# Dana Linn Bailey lifting back at Golds



## Arnold (Feb 12, 2011)

*Dana Linn Bailey lifting back at Golds in Thorndale, PA*






YouTube Video


----------



## min0 lee (Feb 12, 2011)

I never seen that exercise before @4:28. Liking those straps


Have to show this to my daughter.


----------



## 2B1 (Feb 12, 2011)

I think I'm in love...

That Isolateral harness looks like a lot of fun too.


----------



## min0 lee (Feb 12, 2011)

2B1 said:


> I think I'm in love...
> 
> That Isolateral harness looks like a lot of fun too.



So thats what it's called. I wonder if I could lift more with them?


----------



## 2B1 (Feb 12, 2011)

I actually meant to type isolator not isolateral.  That would be working one side of the body only.  Totally different.  I would think less weight but more intense and focused with the isolator fitness harness as it is turning a compound movement into an isolated one.


----------



## theBIGness (Feb 12, 2011)

nice


----------



## 999 (Mar 26, 2011)

Bailey is a Beast.

And she's hot too.

*DLB FTW*


----------



## Nirvana (Mar 26, 2011)

Amazing body, but chicks shouldn't look like that IMO.She'd be much hotter with less definition.


----------



## sassy69 (Mar 26, 2011)

Nirvana said:


> Amazing body, but chicks shouldn't look like that IMO.She'd be much hotter with less definition.

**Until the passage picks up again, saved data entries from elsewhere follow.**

PR #2028, opened 2026-01-05
Restructure documentation index

AyanSinhaMahapatra:
Reference: https://github.com/aboutcode-org/www.aboutcode.org/issues/43


DennisClark:
@AyanSinhaMahapatra   thanks for the fixes!

Issue #1918, opened 2025-10-23
Direct dependencies missing if package is used as both direct and transitive dependency


rogu-beta:
**Describe the bug**
The dependency graph gathered from `load_sbom` does not accurately represent what is contained within the SBOM. If a package is both a direct dependency and transitive dependency at the same time, the listing will only show the package as a transitive dependency.

In the example given below, the package `pkg:npm/%40angular/animations@18.2.9` is both a dependency to the global `dejacode-demo` representing the project and the package `pkg:npm/@angular/material@18.2.9`. This can be seen in the section:

```
"dependencies": [
        {
            "ref": "pkg:npm/dejacode-demo",
            "dependsOn": [
                "pkg:npm/@angular/animations@18.2.9",
                "pkg:npm/@angular/common@18.2.9",
                "pkg:npm/@angular/compiler@18.2.9",
                "pkg:npm/@angular/core@18.2.9",
                "pkg:npm/@angular/forms@18.2.9",
                "pkg:npm/@angular/material@18.2.9",
                "pkg:npm/@angular/platform-browser-dynamic@18.2.9",
                "pkg:npm/@angular/platform-browser@18.2.9",
                "pkg:npm/@angular/router@18.2.9",
                "pkg:npm/@jsverse/transloco@7.6.1",
                "pkg:npm/@ngrx/effects@18.1.1",
                "pkg:npm/@ngrx/store@18.1.1",
                "pkg:npm/ngx-echarts@19.0.0",
                "pkg:npm/ngx-toastr@17.0.2",
                "pkg:npm/tslib@2.8.1"
            ]
        },
```
```
{
            "ref": "pkg:npm/@angular/material@18.2.9",
            "dependsOn": [
                "pkg:npm/@angular/animations@18.2.9",
                "pkg:npm/@angular/cdk@18.2.9",
                "pkg:npm/@angular/common@18.2.9",
                "pkg:npm/@angular/core@18.2.9",
                "pkg:npm/@angular/forms@18.2.9",
                "pkg:npm/@angular/platform-browser@18.2.9",
                "pkg:npm/rxjs@7.8.2",
                "pkg:npm/tslib@2.8.1"
            ]
        },
```

However, the result in ScanCode.io only shows `pkg:npm/@angular/animations@18.2.9` as a dependency of `pkg:npm/@angular/material@18.2.9`.

**System configuration**
- ScanCode.io 35.4.0
- Running with custom Helm deployment
- Linux
[...]

PR #2035, opened 2026-01-21
Fix missing project-level dependencies when importing SPDX SBOMs #1918

Monal-Reddy:
When importing SPDX SBOMs, dependencies originating from the document root (SPDXRef-DOCUMENT) were treated as package-to-package dependencies instead of project-level dependencies.
This caused direct dependencies to be lost when the same package also appeared transitively.
This change maps SPDXRef-DOCUMENT to project-level dependencies (for_package=None), preserving both direct and transitive relationships.


Monal-Reddy:
hi @tdruez  , could you please take a look at this PR when you have time? It addresses the SPDX dependency issue in #1918. Thankyou!

Issue #1182, opened 2018-02-12
Multidimensional arrays assertion


radistao:
#### Summary

Pursuing SO question [AssertJ multidimensional arrays assertion (deep equals)
](https://stackoverflow.com/questions/48652678/assertj-multidimensional-arrays-assertion-deep-equals/) i'd like to try to make an assertion for multidimensional arrays.

I think i'd implement it similar to native Java `Arrays#deepEquals()`, just "extending" it with nicer assertion exceptions, including indexes and actual/expected values.

#### Example

```java
int[][] expected = {
    new int[]{1, 0, 1},
    new int[]{0, 0, 0},
    new int[]{1, 1, 1}
};
 
int[][] actual = gameOfLife.play(board);

assertThat(actual).isDeepEqualTo(expected);
```

joel-costigliola:
That would be a nice addition, bear in mind that it would need to be added for all primitive types and Object which is some substantial work.

mwajcht:
Two years and nothing happened to this issue, so I took it and results can be seen in this quite a big pull request.

joel-costigliola:
@mwajcht let's start with one of the array type (int for example) and then when this is done, we can replicate it to other types

mwajcht:
Ok, I created the second, much smaller pull request. It contains only changes for int two-dimensional arrays.

joel-costigliola:
thanks, that will make it much easier!

mwajcht:
@joel-costigliola As assertions for two-dimensional int arrays are already merged, I can apply your comments to other types. Do you prefer separate pull requests for each type or all-in-one?

joel-costigliola:
@mwajcht I would prefer separate PRs, I might have missed things to improve (hopefully mot many) and seeing more than 100 files ina PR just sucks the energy out of me ;-)

mwajcht:
I added a few pull requests with assertions for other types.

joel-costigliola:
@mwajcht waht would you think of renaming `hasSize` to `hasDimensions`, the latter feels more natural and shows we are checking for multiple dimensions whereas the singular `size`?

BTW, I have renamed the master `branch` to `main`, your PR have been updated accordingly in this repo but not yours, don't be surprised.

mwajcht:
[...]

PR #1883, opened 2020-05-24
Added two-dimensional arrays assertions

mwajcht:
#### Check List:
* Fixes #1182
* Unit tests : YES


mwajcht:
Will be split into multiple pull requests - one for each type

PR #1892, opened 2020-05-30
Add satisfy in AbstractIterableAssert

### LINKED ISSUE #1621: Consumer-based "satisfy" assertions for elements in arrays and iterables
#### Summary

Consider extending the assertions API for arrays and iterables with `satisfy*` methods accepting multiple  `Consumer<? super ELEMENT>`s. The consumers probe the individual elements of the tested collection.

The additional methods could be: 
* `satisfy(Consumer<? super ELEMENT>... consumers)`: For each element of the tested collection the (remaining) consumers are called; if a consumer accepts the element, then the element and that consumer are removed from their collections and the next element is probed.
* `satisfyExactly(Consumer<? super ELEMENT>... consumers)`: The tested collection must have the same size as the consumers. Each element of the tested collection is fed to the corresponding consumer.
* `satisfyExactlyInAnyOrder(Consumer<? super ELEMENT>... consumers)`: The tested collection must have the same size as the consumers. For each element of the tested collection the (remaining) consumers are called; if a consumer accepts the element, then the element and that consumer are removed from their collections and the next element is probed.

This would allow more flexible assertions on arrays and iterables. 

#### Example

```java
assertThat(trilogy).satisfy(movie -> {
    // the two Towers
    assertThat(movie.getReleaseDate()).isEqualTo(parse("2002-12-18"));
    assertThat(movie.getTitle()).contains("Towers");
  }, 
  movie -> {
    // the fellowship of the Ring
    assertThat(movie.getReleaseDate()).isBefore(parse("2002-12-17"));
    assertThat(movie.xrated).isFalse();
  }
);

assertThat(trilogy).satisfyExactly(movie -> {
    // the fellowship of the Ring
    assertThat(movie.getReleaseDate()).isBefore(parse("2002-12-17"));
    assertThat(movie.xrated).isFalse();
  }, 
  movie -> {
    // the two Towers
     assertThat(movie.getReleaseDate()).isEqualTo(parse("2002-12-18"));
     assertThat(movie.getTitle()).contains("Towers");
  }, 
  movie -> {
    // the Return of the King
    assertThat(movie.getTitle()).endsWith("King");
  }
);

assertThat(trilogy).satisfyExactlyInAnyOrder(movie -> {
    // the two Towers
    assertThat(movie.getReleaseDate()).isEqualTo(parse("2002-12-18"));
    assertThat(movie.getTitle()).contains("Towers");
  }, 
  movie -> {
    // the fellowship of the Ring
    assertThat(movie.getReleaseDate()).isBefore(parse("2002-12-17"));
    assertThat(movie.xrated).isFalse();
  }, 
  movie -> {
    // the Return of the King
    assertThat(movie.getTitle()).endsWith("King");
  }
);
```

#### Alternatives

The current API provides the following alternatives (for the proposed `satisfyExactlyInAnyOrder` method): 

1. `extracting` multiple fields and assert matching `tuple`s:
```java
assertThat(trilogy)
  .extracting(Movie::getTitle, Movie::getReleaseDate, movie -> movie.xrated)
  .containsExactlyInAnyOrder(
    tuple("the Return of the King", parse("2003-12-17"), false),
    tuple("the fellowship of the Ring", parse("2001-12-19"), false), 
    tuple("the two Towers", parse("2002-12-18"), false)
  );
```
This approach requires all values to match exactly, requires all elements to be tested for the same fields, is not type safe, and gets unreadable above three fields. 

2. Individual `assertThat` for each desired element with `filterOn` distinguishing characteristic of that element: 
```java
assertThat(trilogy).hasSize(3);

assertThat(trilogy)
  .filterOn(movie -> parse("2002-12-17").compareTo(movie.getReleaseDate()) > 0)
  .hasSize(1)
  .element(0)
  .satisfies(movie -> {
    assertThat(movie.xrated).isFalse();
  });

assertThat(trilogy)
  .filterOn("releaseDate", parse("2002-12-18"))
  .hasSize(1)
  .element(0)
  .satisfies(movie -> {
    assertThat(movie.getTitle()).contains("Towers");
  });

assertThat(trilogy)
  .filterOn(movie -> movie.getTitle().endsWith("King"))
  .hasSize(1);
```
While this approach is more flexible than the first, it is more verbose and does usually not reflect the mental model of how a list is tested.

Sunt-ing:
#### Check List:
* Fixes #1621 
* Unit tests : YES

This PR is for `iterables.satisfy`. If this one is completely finished, I'll finish `iterables.satisfyExactly`, `iterables.satisfyExactlyInAnyOrder`, and then `arrays.` part.


Sunt-ing:
I have completed my code, please review them at your convenience. @joel-costigliola

src/main/java/org/assertj/core/api/AbstractIterableAssert.java
```diff
@@ -2754,6 +2754,50 @@ public SELF allSatisfy(Consumer<? super ELEMENT> requirements) {
...
+   *       assertThat(s).contains("L");
+   *     }, s --&gt; {
+   *       assertThat(s).contains("L");
+   *     }, s --&gt; {
+   *       assertThat(s).contains("L");
+   *     }));</code></pre>
+   *
+   * @param consumers the consumers that are expected to be satisfied by the elements of the given {@code Iterable}.
+   * @return this assertion object.
+   *
```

Wow. And to be honest, she's not particularly "jacked" if you consider the size of other women in the fitness industry.

I'm so glad you're measuring her accomplishments in terms of her hotness in your eyes vs her strength and physique.


----------



## big60235 (Mar 26, 2011)

Dana Bailey and Jamie Eason are the 2 hottest fitness girls currently. They are both amazing looking in person.


----------



## Built (Mar 27, 2011)

Nirvana said:


> Amazing body, but chicks shouldn't look like that IMO.She'd be much hotter with less definition.





sassy69 said:


> Wow. And to be honest, she's not particularly "jacked" if you consider the size of other women in the fitness industry.
> 
> I'm so glad you're measuring her accomplishments in terms of her hotness in your eyes vs her strength and physique.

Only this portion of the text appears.